Supplied material:
PR #3663, opened 2022-12-22
[PIPE-465] Preserve Views when Swapping Tables

dpb-bah:
**Description:**
Simply detects dependent views off the table being swapped. For each dependent view, it creates a new temp view over that, swaps the two, and deletes the old view if the old table is to be removed.

**Technical details:**
Drops the hardcoded Award_Search view SQL and `VIEWS_TO_MAKE` constant in that script.

    - [ ] Backend
    - [x] Frontend <OPTIONAL>
    - [x] Operations <OPTIONAL>
8. [x] Jira Ticket [PIPE-465](https://federal-spending-transparency.atlassian.net/browse/PIPE-465):

```
```


usaspending_api/etl/management/commands/swap_in_new_table.py
```diff
@@ -294,6 +306,43 @@ def validate_indexes(self, cursor):
...
+        dep_views = ordered_dictionary_fetcher(cursor)
+        return dep_views
+
+    def create_new_views(self, cursor):
+        for dep_view in self.dep_views:
+            # Note: Despite pointing at the new temp table at first,
+            #       the recreated views will automatically update and stay pointed to it in the swap via postgres
+            logger.info(f"Recreating dependent view: {dep_view['dep_view_fullname']}_temp")
+            dep_view_sql = dep_view["dep_view_sql"].replace(self.curr_table_name, self.temp_table_name)
+            cursor.execute(f"CREATE VIEW {dep_view['dep_view_fullname']}_temp AS ({dep_view_sql});")
```
collinwr, line 344: Would it be possible to create the temp view in the `temp` schema? I think this would prevent the `api_user` DB user from accessing the view. The schema would need to be updated to swapped in `swap_table_view_sql` as well

dpb-bah: It can be done. Right now it's keeping the temp views in the same schema as their main views, so if the user has access to the main view, it would have access to the temp view as well. Visa versa if they don't have access to the main view in the first place. I personally like it this way as the script is already agnostic to the `temp` schema, but I can hardcode it in if that's what we want.

collinwr (approved):

PR #3674, opened 2023-01-04
Possible SSRF in code. No fix suggested.

openrefactory:
In file: experimental_api_flags.py, there is a method call that fetches a remote resource based on a URL that may come from user-provided, untrusted data. This may allow an attacker to send a crafted request to an unexpected destination. 

The untrusted data in both cases originate from the same source. In experimental_api_flags.py file, line 35, we have

    url = request.build_absolute_uri()

Here variable url is assigned a tainted value from an external source. This is then used in an HTTP method call.

We suggested proper sanitization before user-provided data can be used to fetch remote resources. The actual fix is domain specific; so an actual fix is not provided.

### DIFF
--- a/usaspending_api/common/experimental_api_flags.py
+++ b/usaspending_api/common/experimental_api_flags.py
@@ -46,30 +46,10 @@ def mirror_request_to_elasticsearch(request: Union[HttpRequest, Request]):
     # without disrupting the primary request
     try:
         if request.method == "GET":
-            """
-            ***************** Warning *****************
-            Possible Server-Side Request Forgery (SSRF) attack!
-            Path:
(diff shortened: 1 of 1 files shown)


kwhickey:
Thank you for investigating this. The `mirror_request_to_elasticsearch` function that makes use of `request.build_absolute_uri()` is not in use for the web application. Further, when the Django HTTP Request library executes `build_absolute_uri()` it does sanitize (encode/escape) the received original request's location, path, and query string using `escape_uri_path(path)` `iri_to_uri(iri)` in accordance with RFC 2396 and RFC 3987 to only preserve safe characters and URL encode others.

PR #3681, opened 2023-01-06
[PIPE-347] reset es deletes load date at delta transaction loader initial_run

kwhickey:
**Description:**
Make sure that the `es_deletes` load date is also reset when the new delta load dates are _initially_ set

**Technical details:**
- Set at the `initial_run` of the transaction delta tables **only**

    - [ ] Backend
    - [ ] Frontend <OPTIONAL>
    - [ ] Operations <OPTIONAL>

```
```

### DIFF
--- a/usaspending_api/etl/management/commands/load_transactions_in_delta.py
+++ b/usaspending_api/etl/management/commands/load_transactions_in_delta.py
@@ -17,7 +17,11 @@ from usaspending_api.broker.helpers.get_business_categories import (
     get_business_categories_fabs,
     get_business_categories_fpds,
 )
-from usaspending_api.broker.helpers.last_load_date import get_last_load_date, update_last_load_date
+from usaspending_api.broker.helpers.last_load_date import (
+    get_last_load_date,
+    update_last_load_date,
+    get_earliest_load_date,
+)
 from usaspending_api.common.etl.spark import create_ref_temp_views
 from usaspending_api.common.helpers.spark_helpers import (
     get_active_spark_session,
@@ -109,13 +113,9 @@ class Command(BaseCommand):
             self.no_initial_copy = options["no_initial_copy"]
 
             # Capture minimum last load date of the source tables to update the "last_load_date" after completion
-            last_procure_load = get_last_load_date("source_procurement_transaction")
-            last_assist_load = get_last_load_date("source_assistance_transaction")
-            if last_procure_load is None:
-                last_procure_load = datetime.utcfromtimestamp(0)
-            if last_assist_load is None:
-                last_assist_load = datetime.utcfromtimestamp(0)
-            next_last_load = min(last_assist_load, last_procure_load)
+            next_last_load = get_earliest_load_date("source_procurement_transaction", "source_assistance_transaction")
+            if not next_last_load:
+                next_last_load = datetime.utcfromtimestamp(0)
 
             if self.etl_level == "initial_run":
                 self.logger.info("Running initial setup for transaction_id_lookup and award_id_lookup tables")
@@ -1004,6 +1004,8 @@ class Command(BaseCommand):
 
         if set_last_load_date:
             update_last_load_date(destination_table, next_last_load)
+            # es_deletes should remain in lockstep with transaction load dates, so if they are reset, it should be reset
+            update_last_load_date("es_deletes", next_last_load)
 
         # award_id_lookup
         destination_table = "award_id_lookup"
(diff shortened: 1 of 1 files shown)


usaspending_api/etl/management/commands/load_transactions_in_delta.py
```diff
@@ -109,13 +113,9 @@ def handle(self, *args, **options):
...
-            last_procure_load = get_last_load_date("source_procurement_transaction")
-            last_assist_load = get_last_load_date("source_assistance_transaction")
-            if last_procure_load is None:
-                last_procure_load = datetime.utcfromtimestamp(0)
-            if last_assist_load is None:
-                last_assist_load = datetime.utcfromtimestamp(0)
-            next_last_load = min(last_assist_load, last_procure_load)
+            next_last_load = get_earliest_load_date("source_procurement_transaction", "source_assistance_transaction")
+            if not next_last_load:
+                next_last_load = datetime.utcfromtimestamp(0)
```
DManowitz-BAH, line 119: get_earliest_load_date needs an iterable of keys to check, and it also accepts a default that gets returned if no earliest load date is found.

In my code, I have it changed to:
```
next_last_load = get_earliest_load_date(
                ("source_procurement_transaction", "source_assistance_transaction"), datetime.utcfromtimestamp(0)
)
```

DManowitz-BAH (changes requested):

usaspending_api/etl/management/commands/load_transactions_in_delta.py
kwhickey: Great catch on the `Iterable`!
As for the default though, it looks as if it will end up taking the least of _all three_ dates (or however many you provide plus the default). And if you provide a default of `datetime.utcfromtimestamp(0)`, it will beat ANY dates that may be stored in the system and always end up returning `datetime.utcfromtimestamp(0)`. It's not a very intuitive "default" which I would think would act as the way you described. 
Probably means you should double check whether it makes sense where/how you used it as a default.

kwhickey: Fixed

DManowitz-BAH: From Slack:
David Manowitz
  [3:08 PM](https://data-transparency-bfs.slack.com/archives/D042ZT1CG5P/p1673294929405739)
So, right, there is currently a bug, but I fixed it in my transaction_normalized branch.
[3:09](https://data-transparency-bfs.slack.com/archives/D042ZT1CG5P/p1673294977522269)
Wil pointed this function out to me, but I noticed that issue, so he told me to fix it.


Keith Hickey
  [3:09 PM](https://data-transparency-bfs.slack.com/archives/D042ZT1CG5P/p1673294990921999)
hm. but how do you know that was a bug and not as-designed?
[3:10](https://data-transparency-bfs.slack.com/archives/D042ZT1CG5P/p1673295007618149)
(admittedly the design doesn't make a lot of sense)


David Manowitz
  [3:10 PM](https://data-transparency-bfs.slack.com/archives/D042ZT1CG5P/p1673295029930149)
There is a comment in the function I believe as to its intended design.


Keith Hickey
  [3:11 PM](https://data-transparency-bfs.slack.com/archives/D042ZT1CG5P/p1673295065114649)
you'll want to double check all usages of it are "backwards compatible" with your fix ... since some folks that used it may have taken the code literally in its impl and used it knowing the side-effects


David Manowitz
  [3:11 PM](https://data-transparency-bfs.slack.com/archives/D042ZT1CG5P/p1673295079919629)
ok


Keith Hickey
  [3:13 PM](https://data-transparency-bfs.slack.com/archives/D042ZT1CG5P/p1673295181925419)
this comment
default will be returned if no last_load_date is found for any of the supplied
keys
Still seems to be accurate with the way it was implemented.
i.e. if the supplied keys are all null / not populated, the default will be used.
But the trouble comes when they are not null and populated. At that point default may take precedence over the supplied keys if it is lesser than all. (edited) 


David Manowitz
  [3:13 PM](https://data-transparency-bfs.slack.com/archives/D042ZT1CG5P/p1673295228072269)
Good point


Keith Hickey
  [3:14 PM](https://data-transparency-bfs.slack.com/archives/D042ZT1CG5P/p1673295269288799)
I'll leave it to you. Feel free to alter my code after merging it in to use the default if you go through with the adjustment to the implementation of that function. It should have the iterable part of it fixed at least
:+1:
1



David Manowitz
  [3:14 PM](https://data-transparency-bfs.slack.com/archives/D042ZT1CG5P/p1673295298551489)
I'm double-checking the usage of that function now


Keith Hickey
  [3:15 PM](https://data-transparency-bfs.slack.com/archives/D042ZT1CG5P/p1673295319425549)
(my guess is no one ever used a default arg, which would be safe for you)


David Manowitz
  [3:19 PM](https://data-transparency-bfs.slack.com/archives/D042ZT1CG5P/p1673295599066849)
You're right.  Other than in this function, the only other places I see this function called are in etl/elasticsearch_loader_helpers/controller.py and broker/tests/integration/test_last_load_date.py, and even in the test it doesn't use the default!

DManowitz-BAH (approved):

PR #3687, opened 2023-01-14
[PIPE-465] Update swap code for *materialized* views

dpb-bah:
**Description:**
Simply updating the swap code to switch statements when dealing with views vs. matviews.

**Technical details:**
N/A

    - [ ] Backend
    - [ ] Frontend <OPTIONAL>
    - [ ] Operations <OPTIONAL>
8. [ ] Jira Ticket [PIPE-465](https://federal-spending-transparency.atlassian.net/browse/PIPE-465):

```
```

### DIFF
--- a/usaspending_api/etl/management/commands/swap_in_new_table.py
+++ b/usaspending_api/etl/management/commands/swap_in_new_table.py
@@ -189,16 +189,21 @@ class Command(BaseCommand):
             sql_table_template.format(old_table_name=self.temp_table_name, new_table_name=f"{self.curr_table_name}"),
         ]
 
-        sql_view_template = "ALTER VIEW {old_view_name} RENAME TO {new_view_name};"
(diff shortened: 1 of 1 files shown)


collinwr:
I'm a little hesitant about the Matviews being created during the swap. It only took about 10 minutes in the run you sent me, but we want those swaps to happen as quickly as possible, so the new data is all revealed close to the same time. 

I just did a quick test, and it looks like a Matview will throw the same error as a View when trying to delete the underlying data. 

I wonder if at this point, we should go ahead and convert `mv_agency_autocomplete` to a table. If it stays as a Matview that's recreated by the swap command, we'll never actually "refresh" the Matview, so maybe it should just be a table. It can be created after `award_search` lands as a temp table then later swapped with the other tables.

kwhickey (approved):
Good adaptation to matviews. Approved.

PR #3691, opened 2023-01-19
[PIPE-474] Modify initial_run code in Delta loader to handle orphaned transactions & awards

DManowitz-BAH:
**Description:**
This PR addresses the issue of "orphaned" transactions (records in the `transaction_fabs|fpds|normalized` tables that have no associated records in the source (`raw.detached_award_procurement` or `raw.published_fabs`) tables, and any awards that are impacted by orphaned transactions.

Due to timing of reviews, etc, this PR also fixes an issue with the `awards` ETL level.

**Technical details:**
During the `initial_run` ETL level of the `load_transactions_in_delta` command, this code first identifies any orphaned transactions in the `raw.transaction_normalized` table.  It then prevents those transactions from being added to the `int.transaction_id_lookup` or `id.award_id_lookup` tables, and prevents them from being copied from the `raw` to `int` versions of the `transaction_fabs|fpds|normalized` tables.  It also identifies any awards that have some orphaned transactions associated with them and marks them for modification during the next run of the `awards` ETL level.  Lastly, it finds any awards that are themselves orphaned (lacking any transactions) once the orphaned transactions have been excluded, and it excludes them from being copied from the `raw.awards` table to the `int.awards` table.

NOTE: All of the current tests for `load_transactions_to_delta` pass with these changes, but no new unit tests have been added to test out this functionality yet.

For the `awards` ETL level, needed to change an `INNER JOIN` to a `LEFT JOIN` to handle a sparse CTE. 

    - [ ] Backend
    - [ ] Frontend <OPTIONAL>
    - [ ] Operations <OPTIONAL>
8. [ ] Jira Ticket [PIPE-474](https://federal-spending-transparency.atlassian.net/browse/PIPE-474):

```
```

### DIFF
--- a/usaspending_api/etl/management/commands/load_transactions_in_delta.py
+++ b/usaspending_api/etl/management/commands/load_transactions_in_delta.py
@@ -995,6 +995,7 @@ class Command(BaseCommand):
         Procedure to create & set up transaction_id_lookup and award_id_lookup tables and create other tables in
         int database that will be populated by subsequent calls.
         """
+
         @contextmanager
         def prepare_temp_tables():
             # Since the table to track the orphaned transactions is only needed for this function, just using a
@@ -1155,7 +1156,7 @@ class Command(BaseCommand):
                         award_id LONG NOT NULL
                     )
                     USING DELTA
-                    LOCATION 
+                    LOCATION
                         's3a://{self.spark_s3_bucket}/{delta_lake_s3_path}/{destination_database}/{destination_table}'
                 """
             )
@@ -1202,7 +1203,7 @@ class Command(BaseCommand):
                         generated_unique_award_id STRING NOT NULL
                     )
                     USING DELTA
-                    LOCATION 
+                    LOCATION
                         's3a://{self.spark_s3_bucket}/{delta_lake_s3_path}/{destination_database}/{destination_table}'
                 """
             )
@@ -1269,7 +1270,7 @@ class Command(BaseCommand):
                                     -- Again, want to exclude orphaned transactions, as they will not be copied into the
                                     -- int schema.
                                     WHERE ucase(pfabs.afa_generated_unique) NOT IN (
-                                        SELECT 
+                                        SELECT
                                             transaction_unique_id FROM temp.orphaned_transaction_info WHERE NOT is_fpds
                                     )
                                 )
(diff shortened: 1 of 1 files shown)


usaspending_api/etl/management/commands/load_transactions_in_delta.py
```diff
@@ -1049,6 +1096,8 @@ def initial_run(self, next_last_load):
                     FROM raw.transaction_normalized AS tn INNER JOIN raw.detached_award_procurement AS dap ON (
                         tn.transaction_unique_id = ucase(dap.detached_award_proc_unique)
                     )
+                    -- Want to exclude orphaned transactions, as they will not be copied into the int schema.
+                    WHERE tn.id NOT IN (SELECT transaction_id FROM temp.orphaned_transaction_info WHERE is_fpds)
```
kwhickey, line 1100: Should the `WHERE is_fpds` and `WHERE NOT is_fpds` be comparing to a boolean? Does this work or evaluate correctly if not? Just not sure if it comes up with falsey/truthy logic so long as there is any boolean value and it's not null.

kwhickey (approved):
Only a few comments inside and still approving. 
- Good catch on the LEFT join for sparse exec. comp. data
- The use of is_fpds without comparing to e.g. `is_fpds = TRUE` makes me a bit wary
- maybe try to make the temp tables drop even in case of error
- Will all this orphan code only run for the `initial_run` invocation?

usaspending_api/etl/management/commands/load_transactions_in_delta.py
```diff
@@ -1276,3 +1377,6 @@ def initial_run(self, next_last_load):
                         # es_deletes should remain in lockstep with transaction load dates, so if they are reset,
                         # it should be reset
                         update_last_load_date("es_deletes", next_last_load)
+
+        self.spark.sql("DROP TABLE temp.orphaned_transaction_info")
+        self.spark.sql("DROP TABLE temp.orphaned_award_info")
```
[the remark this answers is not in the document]
DManowitz-BAH: Good catch on this.  However, I was inspired by Seth's use of a `@contextmanager` function to handle the spark context, so I decided to use that here, too.

usaspending_api/etl/management/commands/load_transactions_in_delta.py
DManowitz-BAH: This column is declared as `NOT NULL`, so no need to worry about NULLs.

kwhickey (changes requested):
1 safeguard requested

kwhickey (approved):
Looks good!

Required action:
Please give the number of lines in the listing that include "during", with nothing else.

Exercise response:
2